WORK TO COMPLETE |
Pick out all lines in the listing holding the string "cookie" and copy them.

PROVIDED ENTRIES |

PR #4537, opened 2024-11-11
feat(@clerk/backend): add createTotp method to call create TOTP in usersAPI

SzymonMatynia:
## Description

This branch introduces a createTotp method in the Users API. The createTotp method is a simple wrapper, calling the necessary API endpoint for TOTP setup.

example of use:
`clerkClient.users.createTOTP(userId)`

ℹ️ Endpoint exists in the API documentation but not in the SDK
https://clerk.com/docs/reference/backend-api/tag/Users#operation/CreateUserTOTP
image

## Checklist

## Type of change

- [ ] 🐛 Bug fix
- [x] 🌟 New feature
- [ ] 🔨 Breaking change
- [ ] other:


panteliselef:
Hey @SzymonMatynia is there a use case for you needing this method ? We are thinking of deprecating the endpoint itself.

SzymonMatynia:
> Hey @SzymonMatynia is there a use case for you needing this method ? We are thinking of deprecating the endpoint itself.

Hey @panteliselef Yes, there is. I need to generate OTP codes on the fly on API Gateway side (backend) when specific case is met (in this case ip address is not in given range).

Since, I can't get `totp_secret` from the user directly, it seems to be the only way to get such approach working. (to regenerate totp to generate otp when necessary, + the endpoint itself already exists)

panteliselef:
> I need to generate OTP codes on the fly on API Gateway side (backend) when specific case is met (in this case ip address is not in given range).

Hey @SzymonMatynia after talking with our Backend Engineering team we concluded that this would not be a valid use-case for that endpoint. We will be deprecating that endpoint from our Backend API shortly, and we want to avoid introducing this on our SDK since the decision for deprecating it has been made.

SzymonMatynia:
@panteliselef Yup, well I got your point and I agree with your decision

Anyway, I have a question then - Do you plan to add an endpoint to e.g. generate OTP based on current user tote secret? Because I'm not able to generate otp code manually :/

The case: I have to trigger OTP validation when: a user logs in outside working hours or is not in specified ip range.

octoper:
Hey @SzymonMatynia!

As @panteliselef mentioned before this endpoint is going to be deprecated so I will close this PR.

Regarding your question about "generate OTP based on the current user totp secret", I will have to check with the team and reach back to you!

...

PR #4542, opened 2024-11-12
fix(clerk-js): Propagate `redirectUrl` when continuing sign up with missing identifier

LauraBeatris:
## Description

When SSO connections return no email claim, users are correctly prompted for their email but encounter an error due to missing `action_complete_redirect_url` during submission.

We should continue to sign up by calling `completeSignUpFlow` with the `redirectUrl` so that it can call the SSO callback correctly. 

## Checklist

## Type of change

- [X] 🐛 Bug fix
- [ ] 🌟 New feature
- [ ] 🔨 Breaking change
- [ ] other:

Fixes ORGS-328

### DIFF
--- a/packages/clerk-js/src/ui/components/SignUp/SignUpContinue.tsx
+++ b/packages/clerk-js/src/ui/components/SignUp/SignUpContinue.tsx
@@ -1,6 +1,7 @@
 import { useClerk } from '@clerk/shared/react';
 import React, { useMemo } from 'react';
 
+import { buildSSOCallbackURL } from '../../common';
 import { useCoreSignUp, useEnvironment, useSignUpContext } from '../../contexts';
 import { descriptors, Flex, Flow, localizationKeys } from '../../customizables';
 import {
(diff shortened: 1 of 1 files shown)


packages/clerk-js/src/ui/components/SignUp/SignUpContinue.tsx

---

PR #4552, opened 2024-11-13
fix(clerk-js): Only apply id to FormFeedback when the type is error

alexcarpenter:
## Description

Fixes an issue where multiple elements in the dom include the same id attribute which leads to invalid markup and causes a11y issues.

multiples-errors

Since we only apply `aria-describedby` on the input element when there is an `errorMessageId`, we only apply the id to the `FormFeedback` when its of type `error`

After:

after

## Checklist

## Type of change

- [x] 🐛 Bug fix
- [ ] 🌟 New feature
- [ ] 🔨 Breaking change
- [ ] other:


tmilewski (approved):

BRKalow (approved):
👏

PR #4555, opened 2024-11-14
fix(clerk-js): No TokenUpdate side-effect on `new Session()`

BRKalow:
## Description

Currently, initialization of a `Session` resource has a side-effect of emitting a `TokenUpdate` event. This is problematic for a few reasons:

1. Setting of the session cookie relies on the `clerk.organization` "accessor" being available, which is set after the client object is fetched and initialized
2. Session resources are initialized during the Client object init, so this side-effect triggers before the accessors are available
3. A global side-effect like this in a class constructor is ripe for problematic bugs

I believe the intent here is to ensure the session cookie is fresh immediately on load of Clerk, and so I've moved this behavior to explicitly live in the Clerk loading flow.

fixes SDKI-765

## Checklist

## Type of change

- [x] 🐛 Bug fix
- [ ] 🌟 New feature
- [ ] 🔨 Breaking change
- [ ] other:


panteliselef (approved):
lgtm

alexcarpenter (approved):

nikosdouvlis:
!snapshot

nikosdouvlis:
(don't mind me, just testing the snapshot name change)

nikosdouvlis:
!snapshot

ANSWER BOX |
1. Setting of the session cookie relies on the `clerk.organization` "accessor" being available, which is set after the client object is fetched and initialized
I believe the intent here is to ensure the session cookie is fresh immediately on load of Clerk, and so I've moved this behavior to explicitly live in the Clerk loading flow.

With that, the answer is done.